Paris attacks: Belgian education authorities failed to warn police about terrorist Bilal Hadfi
A Brussels school attended by Bilal Hadfi, the youngest of the nine terrorists that attacked Paris, has said authorities ignored its warning about his radicalisation. The Annessens-Funck school said Hadfi had recently turned to radical Islam and jihad, and may have travelled to Syria in February.
Hadfi, 20, blew himself up outside the national soccer stadium in northern Paris after the attacks. The orchestrated attacks across Paris claimed 130 lives.
Hadfi's teachers had become concerned about his increasingly radical views, especially his comments over the January attack on the French satirical magazine Charlie Hebdo. Teachers say he hailed the Charlie Hebdo attack, saying the Frenchmen had failed to recognise warnings about disrespecting Islam.

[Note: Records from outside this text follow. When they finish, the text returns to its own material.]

PR #1197, opened 2022-07-05
bake: add new --sync-output flag

### LINKED ISSUE #1089: Option to only tag images at end of bake
Currently `bake --push` will tag images in the remote registry as they are completed. This can be an issue if later images in the same high-level build error out.

Either the default behaviour could change, or a CLI option could be added that forces tagging to only happen at the end - I don't think pushing new layers would need to be held back.

This example results in a `foo` tag but not the `bar` one:

```Dockerfile
FROM alpine:3.15 as foo
FROM alpine:3.15 as bar
RUN sleep 30 && exit 1
```

```hcl
group "default" {
  targets = ["foo", "bar"]
}

target "foo" {
  target = "foo"
  tags = [
    "ciaranmcnulty/test:foo"
  ]
}

target "bar" {
  target = "bar"
  tags = [
    "ciaranmcnulty/test:bar"
  ]
}
```

jedevc:
Fixes #1089. Depends on https://github.com/moby/buildkit/pull/2947.

This patch introduces a new syncable output option, which ensures that all builds finish simultaneously in the solver, so that no outputs are completed independently of each other. This allows bake to easily express the notion that either all builds should succeed and output or none of them should.


build/build.go
```diff
@@ -737,11 +738,11 @@ func Invoke(ctx context.Context, cfg ContainerConfig) error {
...
 }
 
-func Build(ctx context.Context, drivers []DriverInfo, opt map[string]Options, docker DockerAPI, configDir string, w progress.Writer) (resp map[string]*client.SolveResponse, err error) {
-	return BuildWithResultHandler(ctx, drivers, opt, docker, configDir, w, nil, false)
+func Build(ctx context.Context, drivers []DriverInfo, opt map[string]Options, docker DockerAPI, configDir string, w progress.Writer, syncOutputs bool) (resp map[string]*client.SolveResponse, err error) {
+	return BuildWithResultHandler(ctx, drivers, opt, docker, configDir, w, nil, syncOutputs, false)
 }
 
-func BuildWithResultHandler(ctx context.Context, drivers []DriverInfo, opt map[string]Options, docker DockerAPI, configDir string, w progress.Writer, resultHandleFunc func(driverIndex int, rCtx *ResultContext), allowNoOutput bool) (resp map[string]*client.SolveResponse, err error) {
+func BuildWithResultHandler(ctx context.Context, drivers []DriverInfo, opt map[string]Options, docker DockerAPI, configDir string, w progress.Writer, resultHandleFunc func(driverIndex int, rCtx *ResultContext), syncOutputs bool, allowNoOutput bool) (resp map[string]*client.SolveResponse, err error) {
```
crazy-max, line 745: We should look at refactoring these funcs in a follow-up

docs/reference/buildx_bake.md
```diff
@@ -25,6 +25,7 @@ Build from a file
 | [`--pull`](#pull) |  |  | Always attempt to pull all referenced images |
 | `--push` |  |  | Shorthand for `--set=*.output=type=registry` |
 | [`--set`](#set) | `stringArray` |  | Override target value (e.g., `targetpattern.key=value`) |
+| `--sync-output` |  |  | Ensure all builds complete before beginning output |
```
crazy-max, line 28: Maybe `--sync` would be enough? There are some cases where we might not need to output anything but keep build result synced (`type=cacheonly`)?

```suggestion
| `--sync` |  |  | Ensure all builds complete before returning result |
```

Let's also add a simple example here for this flag.

crazy-max (commented):
I pushed an extra commit as simple test case but we should look at implementing integration tests (pretty much like BuildKit with [testutil](https://github.com/moby/buildkit/tree/master/util/testutil/integration)).

docs/reference/buildx_bake.md
ciaranmcnulty: I think `--sync` isn't enough, you want to hint it is about synching the 'stuff at the end'

build/build.go
jedevc: Yup, have avoided making too many changes since #buildx server

jedevc:
Have updated with the new Evaluate API introduced in https://github.com/moby/buildkit/pull/3137.

Still not sure about the flag name, but the functionality should be correct now (have tested with buildkit before+after the evaluate API merged to check the StatFile fallback works correctly).

jedevc:
Adding to the v0.10 milestone, think this would be good to get in there.

Revisiting this after a while, I wonder if maybe we might want to make this the default behavior? Or some other way that doesn't involve needing to add lots more flags, IMO not needing a lot of extra flags on the cli is one of the selling points of bake :thinking:

jedevc:
Ping @tonistiigi @crazy-max any thoughts on the overall approach here? I'm a bit hesitant around adding new flags to the CLI though :thinking:

Possible approaches:
- Just add the new flag (clutters the command line)
- Make the synced outputs default (slows down quite a few builds)
- Maybe add a `sync` key or similar to each group in bake, all targets part of that group would be synced? We could allow setting it at the command line using `--set`.

Nithos:
Does the current action support `group` entries currently into the `targets` input? If so adding a `sync` to a group definition is a fairly elegant solution that avoids the flags. I am assuming that the group would get decomposed and automatically parallelize the process rather than having to manually deconstruct the list of targets present within the group and run through the GH matrix.

crazy-max:
Having a `sync` field for `group` is a good idea. Hence my suggestion to have a less opinionated flag named `--sync` instead of `--sync-output`.

I'm thinking about another use case now. Should we have a `fail-fast` strategy that cancels all in-progress targets in the group if any target fails? I think this is the current behavior.

jedevc:
Yeah, if we have a sync field, having the ability to sync at different points would be good:

- `fail-fast` is the current behavior
- `output` syncs at the output stage, like this patch
- `fail-slow` (naming is hard) is the opposite of `fail-fast`, all builds are run to completion (though we might *also* want to have variants of this that sync at output or after).

PhilippHomann:
Are there any plans on merging this one or implementing the previously mentioned `--sync` flag instead?
Think this is a potential fix of #1668 and also we would like to have our images only pushed to the registry if all targets succeed.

In the middle of February, Hadfi stopped showing up to school and rumours started to float that he may have left for Syria to fight for the Islamic State (Isis). Pictures taken from Bilal's Facebook page show he had changed his name to Abu Moudjahid al-Belgik. One showed him posing in front of an IS flag.
When the school's director, Chris Pijpen, visited Hadfi's parents to discuss the issue he was told the boy had gone to Morocco. Suspicious about the facts, he decided to report the matter to authorities, as required by Belgian law.
In an email in April, Pijpen reportedly informed his senior education official, Charles Huygens, about Hadfi. However, Huygens never took forward the warning, the school said.
Huygens acknowledged receiving the email but told Flemish newspaper De Morgan the warning came too late. "It's true the director reported to me about this in April but by then it was too late. He left for Syria and there was nothing we could do," Huygens said. Now a police oversight body known as Committee P is investigating why the warning was not passed on to the authorities in time.
Authorities are also questioning school staff for further details on Hadfi. Police are trying to establish any links Hadfi may have had with another Paris attacker, Brussels-born Salah Abdeslam, who is reportedly hiding in or around Belgium.
Days after the Paris attacks, after Hadfi's involvement was known, Huygens suspended Pijpen for coming late to a meeting. A spokesman for the teachers union, Frank Van de Vyver, told New York Times, "Pijpen was suspended for a reason other than being late to a meeting. The school was looking for a scapegoat that would divert attention from the fact that they did nothing with the very sensitive information they got."